Master Java 5.0, object-oriented design, and Test-Driven Development (TDD) by learning them together. Agile Java weaves all three into a single coherent approach to building professional, robust software systems. Jeff Langr shows exactly how Java and TDD integrate throughout the entire development lifecycle, helping you leverage today's fastest, most efficient development techniques from the very outset.
Langr writes for every programmer, even those with little or no experience with Java, object-oriented development, or agile methods. He shows how to translate oral requirements into practical tests, and then how to use those tests to create reliable, high-performance Java code that solves real problems. Agile Java doesn't just teach the core features of the Java language: it presents coded test examples for each of them. This TDD-centered approach doesn't just lead to better code: it provides powerful feedback that will help you learn Java far more rapidly. The use of TDD as a learning mechanism is a landmark departure from conventional teaching techniques.
Review By: Noreen Dertinger 06/15/2010Agile Java contains a set of fifteen fundamental lessons in Java and test-driven development (TDD). The book walks the reader through progressively complex concepts and examples dealing with Java and TDD. If you follow the book and the examples through in sequence you will be given a good grounding in Java development as well as Langr’s approach to TDD techniques. Agile development is less focused on written documentation; it is more accommodating to change. In TDD, the programmer writes the test before the code is written. Langr notes that there is more than one way to do TDD and that it is ok to do what makes sense as long as it fits into the basic way that the Agile Java concepts, as presented in his book, are taught.

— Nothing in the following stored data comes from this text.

PR #5325, opened 2024-07-10
Flip the order of useEditorState's overloads

alii:
So that TypeScript will resolve the non-nullable one first, unless the editor is nullable, in which case the other one will resolve.

Related to discussion in #5161 @nperez0111


Looskie (approved):
LGTM

alii:
Awesome thank you! Would it be possible to get a beta release with these changes? I realised I didn't make a changeset, apologies.

nperez0111:
Ah yea, the changeset was why it didn't release. I'll get a version out for it

nperez0111:
Releasing now. Should be available in a couple of minutes

alii:
Got it! Thank you :)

This book is geared to those who are complete beginners either with Java or with TDD, or vice versa. It covers Java 2 Standard Edition version 5.0. A companion Web site, http://www.langrsoft.com/, allows readers to download the sample code for each lesson. However, anyone wishing to really learn the concepts herein thoroughly will be better served by typing in and working with the code examples as presented in the book. The companion Web site does provide a list of the errata for Agile Java. Detailed instructions on setting up the Java environment are covered before the author delves into the lessons. For additional information, he points readers to Sun's official Web site which is currently http://java.sun.com.
The main lessons, based on a student information system, provide material with which most learners can identify. The manner in which these lessons are presented provides a level of continuity that is most helpful when you are attempting to learn one or both Java and TDD. The exercises at the end of each chapter are based on a chess game, but here, too, the continuity is maintained throughout the book.
Agile Java is written clearly and thus readable. For the most part, I did not find reading the book tedious. The author highlights pertinent concepts without preaching to the reader or being condescending. When tips or hints are given, one really has the impression that the author is drawing on his extensive experience in the areas at hand and steers the reader away from potential problem areas.
While the content of this book is more likely to be of great appeal to developers looking to improve the quality of their code, I found it interesting from a software testing perspective as well. As agile concepts gain more use in the development world, it is helpful to have an understanding, from a software tester’s perspective, what the issues are and how the developers are dealing with them.
This book will help me build on the agile knowledge I have gained to date. While I agree with the author’s statement that this is not a Java certification book, I do believe that I have learned some good fundamental techniques and improved my knowledge base. The book has encouraged me to continue down the path to a more advanced understanding of Java, knowledge that I believe I can apply to my advantage when carrying out my responsibilities as a software tester.